WORK INSTRUCTIONS:
When you reach the line that contains "--- a/.github/workflows/js_tests.yml" in the entries below, begin returning lines exactly as written and continue through the last one.

Stored items:

PR #700, opened 2024-03-13
Fixes #37250 - Ensure js tests are executed on default branch

dosas:
I would like to address the situation that a change in foreman was breaking this plugin and it went unnoticed for nearly two months.

The best way to fix this integration problem would probably be nightly test runs.

This PR suggests to at least run the js tests when a branch is merged into (pushed to) master. This way possible errors are recognized by a failing default branch and development on PRs is not blocked by 'slow' js tests.

What do you think @nofaralfasi @evgeni ?

Obviously this requires https://github.com/theforeman/foreman_ansible/pull/698 to work.

### DIFF
--- a/.github/workflows/js_tests.yml
+++ b/.github/workflows/js_tests.yml
@@ -1,10 +1,9 @@
 name: JavaScript Testing
 on:
   pull_request:
-    paths:
-      - 'webpack/**'
-      - 'package.json'
-      - '.github/workflows/js_tests.yml'
+  push:
+    branches:
+      - "master"
 
 jobs:
   test_js:


evgeni:
I would prefer if we *also* would run JS tests on every PR, not only those touching webpack.

nofaralfasi:
@dosas can you please update and rebase?

dosas:
> @dosas can you please update and rebase?

done

evgeni (approved):

evgeni:
Node JS 12 tests fail as Core doesn't support Node 12 for a while now ;)

evgeni:
As an alternative, how about #701 that utilizes the shared workflow and uses the "right" node versions ;)

dosas:
> As an alternative, how about #701 that utilizes the shared workflow and uses the "right" node versions ;)

Fine with me but I think that this is mixing two topics into one commit: One is using shared GHA and the other is when to execute the tests

evgeni:
True. We can merge this one and then rebase #701 ontop.

@nofaralfasi ok?

nofaralfasi:
> True. We can merge this one and then rebase #701 ontop.
> 
> @nofaralfasi ok?

Yes please

dosas:
@evgeni since #701 was already merged with these changes we can close this, right?

evgeni:
I agree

FINISHED EXERCISE:
--- a/.github/workflows/js_tests.yml
+++ b/.github/workflows/js_tests.yml
@@ -1,10 +1,9 @@
 name: JavaScript Testing
 on:
   pull_request:
-    paths:
-      - 'webpack/**'
-      - 'package.json'
-      - '.github/workflows/js_tests.yml'
+  push:
+    branches:
+      - "master"
 
 jobs:
   test_js:


evgeni:
I would prefer if we *also* would run JS tests on every PR, not only those touching webpack.

nofaralfasi:
@dosas can you please update and rebase?

dosas:
> @dosas can you please update and rebase?

done

evgeni (approved):

evgeni:
Node JS 12 tests fail as Core doesn't support Node 12 for a while now ;)

evgeni:
As an alternative, how about #701 that utilizes the shared workflow and uses the "right" node versions ;)

dosas:
> As an alternative, how about #701 that utilizes the shared workflow and uses the "right" node versions ;)

Fine with me but I think that this is mixing two topics into one commit: One is using shared GHA and the other is when to execute the tests

evgeni:
True. We can merge this one and then rebase #701 ontop.

@nofaralfasi ok?

nofaralfasi:
> True. We can merge this one and then rebase #701 ontop.
> 
> @nofaralfasi ok?

Yes please

dosas:
@evgeni since #701 was already merged with these changes we can close this, right?

evgeni:
I agree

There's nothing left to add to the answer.